Testing Capacitors (Condensers):
A rough, quick & dirty, test for determining the condition of condensers used on
points systems can be accomplished via use of a resistance check with an analog
multimeter.
-Put the selector switch on a high Rx ohms scale.
-Short the capacitor lead to ground to fully discharge the condenser or close
the points.
-Touch probes across the condenser lead and ground.
-Reverse the test leads and test again.
A good condenser will show a quick needle deflection that will slowly bleed off. A shorted condenser will read near zero with no deflection/bleed off. An open condenser will have no deflection with a reading near infinity.
A Practical Test Example:
Ignition Coil Secondary:
Refer to drawing:
http://kawatriple.com/cdih2/cdih2.jpg
According to the drawing, the secondary of the ignition coil should be 4.5K
ohms.
-Pull the plug wire off the sparkplug.
-Set meter selector to Rx1K and zero the meter.
-Connect meter probes between the metal in the cap and ground.
-Meter should read 4.5.
This tests not only the coil secondary but also all wire connections without
removing the tank.
Ignition Coil Primary:
Refer to drawing:
http://kawatriple.com/cdih2/cdih2.jpg
According to the drawing, the primary of the ignition coil should be 0.8 ohms.
-Pull off the sidecover and disconnect the red wire from the CDI.
-Set meter selector to Rx10 (or Rx1 if available) and zero the meter.
-Connect meter probes between the red wire to the coil and ground.
-Meter should read about 1 hash mark on Rx10 or almost 1 on Rx1.
This tests not only the coil primary but also all wire connections without
removing the tank.
CDI Pickup:
Refer to drawing:
http://kawatriple.com/cdih2/cdih2.jpg
According to the drawing, the pickups should be 200 ohms.
-Pull off the sidecover and disconnect the white wire from the CDI.
-Set meter selector to Rx10 and zero the meter.
-Connect meter probes between the white wire to engine and ground.
-Meter should read 20 on Rx10 setting.
This tests not only the pickup but also all wire connections without removing
the engine cover.
Hi/Low Speed Coil:
Refer to drawing:
http://kawatriple.com/cdih2/cdih2.jpg
According to the drawing, the lo spd should be 200 ohms and hi spd 5 ohms.

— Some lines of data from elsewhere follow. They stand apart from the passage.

PR #1509, opened 2023-09-11
Add prometheus as metric exporter

LionelJouin:
## Description

An init method supporting prometheus for the metric exporter has been added for the opentelemetry pkg. NSMgr or any metric collector could now export the metrics via prometheus.
span trace and metrics can now be individually disabled by passing nil value to the optl init function.

## Issue link
/

## How Has This Been Tested?

- [x] Tested manually
- [ ] Have not tested

## Types of changes

- [ ] Bug fix
- [x] New functionality
- [ ] Documentation
- [ ] Refactoring
- [ ] CI


pkg/tools/opentelemetry/exporter.go
```diff
@@ -52,8 +54,8 @@ func InitSpanExporter(ctx context.Context, exporterURL string) trace.SpanExporte
 	return exporter
 }
 
-// InitMetricExporter - returns an instance of OpenTelemetry Metric Exporter.
-func InitMetricExporter(ctx context.Context, exporterURL string) *sdkmetric.Exporter {
+// InitOPTLMetricExporter - returns an instance of OpenTelemetry Metric Exporter.
+func InitOPTLMetricExporter(ctx context.Context, exporterURL string) sdkmetric.Reader {
```
denis-tingaikin, line 58: I'm not sure about the change because it breaks compatibility with cmd apps.

Could you explain how is critical to change signature?

bellycat77 (approved):

pkg/tools/opentelemetry/exporter.go
LionelJouin: The open telemetry SDK returns a metric.Reader for Prometheus for the prometheus exporter. 
https://github.com/open-telemetry/opentelemetry-go/blob/v1.16.0/exporters/prometheus/exporter.go#L53 
From what I understood with the open telemetry SDK, `metric.Reader` is more generic way to be used as way of collecting data than `sdkmetric.Exporter`

denis-tingaikin: OK, got it.
Do you need the change in release v1.11.0?

LionelJouin: @szvincze ?

szvincze: Right now I don't think it is critical to have it in 1.11.0.

pkg/tools/opentelemetry/exporter.go
```diff
@@ -73,5 +75,22 @@ func InitMetricExporter(ctx context.Context, exporterURL string) *sdkmetric.Expo
 		return nil
 	}
 
-	return &exporter
+	return sdkmetric.NewPeriodicReader(
+		exporter,
+		sdkmetric.WithInterval(10*time.Second),
```
NikitaSkrynnik, line 80: Isn't it better to make it configurable?

LionelJouin: do you mean the 10 seconds?

pkg/tools/opentelemetry/exporter.go
denis-tingaikin: @LionelJouin , @szvincze OK, let's target this for release 1.12.0 because this change will require updating all cmd apps due to the changing contract of function InitMetricExporter -> InitOPTLMetricExporter

szvincze: > @LionelJouin , @szvincze OK, let's target this for release 1.12.0 because this change will require updating all cmd apps due to the changing contract of function InitMetricExporter -> InitOPTLMetricExporter

@denis-tingaikin: We had some internal discussions about this topic. It seems this change would save quite significant effort for us if we could get it in 1.11.0. Is it possible to consider it in 1.11.0? Is there other alternative to get it before 1.12.0?

denis-tingaikin: Sure, but we'll need a help with updating cmd-repos.

Also, we supposed to be ready for delaying in release if something went wrong.

@edwarnicke Don't you mind if we consider this PR in this release (v.1.11.0)?

denis-tingaikin:
@LionelJouin a you may run `go mod tidy` to make it green.

denis-tingaikin:
@LionelJouin I think we may start with v1.20.8 https://github.com/networkservicemesh/.github/blob/main/.github/workflows/build-and-test.yaml#L22
Could you open PR?

LionelJouin:
Sure: https://github.com/networkservicemesh/.github/pull/45

denis-tingaikin (approved):
LGTM

@glazychev-art , @NikitaSkrynnik Could you also have a look?

NikitaSkrynnik (approved):

denis-tingaikin (approved):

-Disconnect the connector from engine with the white and blue wires.
-Set meter selector to Rx10 and zero the meter.
-Connect meter probes between the white wire (lo spd) to engine and ground.
-Meter should read 20 on Rx10 setting.
-Connect meter probes between the blue wire (hi spd) to engine and ground.

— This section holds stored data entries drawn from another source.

Issue #1512, opened 2023-09-19
tokens_expired policy in case of partial expiration


glazychev-art:
## Current Behavior

If we run tokens_expired policy on timeout (on Close), we can run into the problem, that the left side of the Path is already expired, but the right side (including the current element) is still fine.

Suggestion: we can check only the right side of the Path

PR #1517, opened 2023-09-28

-Meter should read 0.5 on Rx10 setting.
CDI Output:
Refer to drawing:
http://kawatriple.com/cdih2/cdih2.jpg
-Pull off the sidecover and disconnect the red wires from the CDI. Mark mating
wires.
-Set meter selector to DC Volts - 250.
-Connect meter probes between a red wire to CDI and ground.
-Turn on ignition key and kick it over.
-Meter should read 50 to 150 volts, depending on kick speed.
-Repeat for each red wire to test all three outputs.
All voltages measured should be the same with the same kick over speed.
This tests the CDI output and lo spd coil function.
Charging System Test:
-Set the meter selector to DC Volts - 50
-Check the battery voltage with ignition off. Red lead to battery (+) and black
lead to battery (-).
A fully charged battery will measure about 12.5VDC.
-Start the engine with lighting off and recheck voltage. As the engine is revved
to 3000rpm the measured voltage should increase to about 14.5-15.5 volts.
-Turn on lights and see that 14.5 VDC can be maintained at 3000rpm.
A voltage measured that is greater than 16VDC indicates a faulty regulator and
can cause battery overvheating and bulb failure. A voltage measured less than
described indicates a component failure, most likely, but not limited to,
rectifier or stator. In some models the rectifier/regulator is a combined unit.